:: Data items ::
PR #1981, opened 2020-09-24
[ZEP-688] Allow consumers of BpkDatePicker to control isOpen from the outside

TudorRotarus25:
At the moment the isOpen state from the BpkDatePicker can be only initialised as opened or closed through a prop but the component doesn't re-render when the prop changes. To fix that I added a check in componentDidUpdate to update the state when the prop changes.

- [x] `UNRELEASED.yaml`
- [x] `README.md`
- [x] Tests

React 16.4 compatibility:

### DIFF
--- a/packages/bpk-component-datepicker/src/BpkDatepicker-test.js
+++ b/packages/bpk-component-datepicker/src/BpkDatepicker-test.js
@@ -233,7 +233,7 @@ describe('BpkDatepicker', () => {
   });
 
   it('should update state when a date is selected', () => {
-    const onCloseHook = jest.fn();
+    const onOpenChangeHook = jest.fn();
 
     const datepicker = mount(
       <BpkDatepicker
@@ -251,21 +251,22 @@ describe('BpkDatepicker', () => {
         minDate={new Date(2010, 1, 15)}
         maxDate={new Date(2010, 2, 15)}
         date={new Date(2010, 1, 15)}
-        onClose={onCloseHook}
+        onOpenChange={onOpenChangeHook}
       />,
     );
 
     datepicker.find('BpkInput').simulate('click');
     expect(datepicker.state('isOpen')).toEqual(true);
+    expect(onOpenChangeHook).toHaveBeenCalledWith(true);
 
     const date = new Date(2010, 1, 15);
     datepicker.instance().handleDateSelect(date);
     expect(datepicker.state('isOpen')).toEqual(false);
-    expect(onCloseHook).toHaveBeenCalledTimes(1);
+    expect(onOpenChangeHook).toHaveBeenCalledWith(false);
   });
 
   it('should close when `onClose` is called', () => {
-    const onCloseHook = jest.fn();
+    const onOpenChangeHook = jest.fn();
 
     const datepicker = mount(
       <BpkDatepicker
@@ -283,15 +284,16 @@ describe('BpkDatepicker', () => {
         minDate={new Date(2010, 1, 15)}
         maxDate={new Date(2010, 2, 15)}
         date={new Date(2010, 1, 15)}
-        onClose={onCloseHook}
+        onOpenChange={onOpenChangeHook}
       />,
     );
 
     datepicker.find('BpkInput').simulate('click');
     expect(datepicker.state('isOpen')).toEqual(true);
+    expect(onOpenChangeHook).toHaveBeenCalledWith(true);
 
     datepicker.instance().onClose();
     expect(datepicker.state('isOpen')).toEqual(false);
-    expect(onCloseHook).toHaveBeenCalledTimes(1);
+    expect(onOpenChangeHook).toHaveBeenCalledWith(false);
   });
 });
--- a/packages/bpk-component-datepicker/src/BpkDatepicker-test.js
+++ b/packages/bpk-component-datepicker/src/BpkDatepicker-test.js
@@ -233,6 +233,8 @@ describe('BpkDatepicker', () => {
   });
 
   it('should update state when a date is selected', () => {
+    const onCloseHook = jest.fn();
+
     const datepicker = mount(
       <BpkDatepicker
         id="myDatepicker"
@@ -249,6 +251,7 @@ describe('BpkDatepicker', () => {
         minDate={new Date(2010, 1, 15)}
         maxDate={new Date(2010, 2, 15)}
         date={new Date(2010, 1, 15)}
+        onClose={onCloseHook}
       />,
     );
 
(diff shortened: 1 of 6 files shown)


packages/bpk-component-datepicker/src/BpkDatepicker-test.js
```diff
@@ -204,6 +204,34 @@ describe('BpkDatepicker', () => {
     expect(datepicker.state('isOpen')).toEqual(true);
   });
 
+  it('should open when the isOpen prop is changed from the outside', () => {
```
jasperck, line 207: Maybe a test for we should not change isOpen when `prevProps.isOpen === isOpen` and `props.isOpen !== state.isOpen`?

jasperck:
Would it it better to move https://github.com/Skyscanner/backpack/blob/b0823df7eebea5ea6048870fc38ef2e835d97b0b/packages/bpk-component-datepicker/src/BpkDatepicker.js#L107 to L100, e.g.
```
  isOpen,
  ...rest
} = this.props
```

mrtu (approved):

jasperck (approved):
others LGTM!

packages/bpk-component-datepicker/src/BpkDatepicker.js
```diff
@@ -40,6 +40,17 @@ class BpkDatepicker extends Component {
     };
   }
 
+  componentDidUpdate(prevProps) {
```
mbfisher, line 43: I think `getDerivedStateFromProps` would be a better alternative - see [this React blog](https://reactjs.org/blog/2018/06/07/you-probably-dont-need-derived-state.html). It would also mean you don't have to disable the `react/no-did-update-set-state` rule.

nicholas-l: That would mean bumping the peerDep for react though to 16.4 (currently [16.0](https://github.com/Skyscanner/backpack/blob/fbe1d4ddb7643025ba366a5ad03e924629e4117c/packages/bpk-component-datepicker/package.json#L13)).

rimadu (approved):

nicholas-l (approved):

packages/bpk-component-datepicker/src/BpkDatepicker.js
```diff
@@ -40,6 +40,17 @@ class BpkDatepicker extends Component {
...
+    const { isOpen } = this.props;
+
+    if (prevProps.isOpen !== isOpen) {
+      // eslint-disable-next-line react/no-did-update-set-state
+      this.setState({
+        isOpen,
+      });
```
georgegillams, line 50: Would it make sense for these to call the existing `onOpen` and `onClose` methods? That way if those methods are responsible for anything else (such as calling `props.onClose`) then we don't need to duplicate the logic?

packages/bpk-component-datepicker/src/BpkDatepicker.js
```diff
@@ -59,6 +73,9 @@ class BpkDatepicker extends Component {
     if (this.props.onDateSelect) {
       this.props.onDateSelect(dateObj);
     }
+    if (this.props.onClose) {
+      this.props.onClose();
+    }
```
georgegillams, line 78: Likewise I think we could call `onClose` here instead of setting state and calling `props.onClose`

packages/bpk-component-datepicker/src/BpkDatepicker.js
```diff
@@ -86,15 +103,16 @@ class BpkDatepicker extends Component {
       initiallyFocusedDate,
       renderTarget,
       valid,
+      // onDateSelect, onClose and isOpen are decomposed here so they don't end
+      // up in the rest object
+      onDateSelect,
+      onClose,
```
georgegillams, line 109: We shouldn't declare variables unless we plan to use them. I think the `delete` syntax was more appropriate.

packages/bpk-component-datepicker/src/BpkDatepicker.js
```diff
@@ -70,6 +73,9 @@ class BpkDatepicker extends Component {
     if (this.props.onDateSelect) {
       this.props.onDateSelect(dateObj);
     }
+    if (this.props.onClose) {
+      this.props.onClose();
+    }
```
jasperck, line 78: Why do we need to call this in handleDateSelect, wondering when date selected, open status should rely on state not props change? Looking at stories, it seems like passing a new props to close date picker, but date picker is also  setting isOpen to false at L70-72.

georgegillams (changes requested):
Thanks for the PR 🎉

Got a couple of comments

packages/bpk-component-datepicker/src/BpkDatepicker.js
TudorRotarus25: The onClose prop is not really for closing the date picker, it's a callback function that gets called when the date selector pop-up gets closed. This allows consumers to fully control the open/close state from the outside. I also added an use example there: https://github.com/Skyscanner/backpack/pull/1981/files#diff-9cb602e1e5145c854adc323bec617145R212

Does that answer the question?

TudorRotarus25: I see what you mean, the state and prop can get de-synchronised with only the onClose hook. I changed it to a onOpenChange hook instead so we can keep them in sync

packages/bpk-component-datepicker/src/BpkDatepicker.js
TudorRotarus25: That makes sense, much cleaner this way. Fixed now

packages/bpk-component-datepicker/src/BpkDatepicker.js
TudorRotarus25: Cool, I like to avoid delete statements but I don't have a strong preference. I reverted to the way it was before

packages/bpk-component-datepicker/src/BpkDatepicker-test.js
```diff
@@ -221,18 +251,23 @@ describe('BpkDatepicker', () => {
         minDate={new Date(2010, 1, 15)}
         maxDate={new Date(2010, 2, 15)}
         date={new Date(2010, 1, 15)}
+        onOpenChange={onOpenChangeHook}
```
georgegillams, line 254: Sorry - another minor thing. Could we rename this `onOpenChangeMock`, otherwise someone might be confused into thinking it has something to do with React Hooks?

TudorRotarus25: Yeah, good point, sorry about that. Fixed now

georgegillams (approved):
Beautiful 🎉 

Happy for me to merge and release?

TudorRotarus25:
> Beautiful 🎉
> 
> Happy for me to merge and release?

Yes please! Thank you!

:: Exercise directions ::
All that belongs in the answer is the run of lines above from the line containing "datepicker.instance().handleDateSelect(date);" through the line containing "-283,15 +284,16 @@", exactly as written.

:: Task output ::
     datepicker.instance().handleDateSelect(date);
     expect(datepicker.state('isOpen')).toEqual(false);
-    expect(onCloseHook).toHaveBeenCalledTimes(1);
+    expect(onOpenChangeHook).toHaveBeenCalledWith(false);
   });
 
   it('should close when `onClose` is called', () => {
-    const onCloseHook = jest.fn();
+    const onOpenChangeHook = jest.fn();
 
     const datepicker = mount(
       <BpkDatepicker
@@ -283,15 +284,16 @@ describe('BpkDatepicker', () => {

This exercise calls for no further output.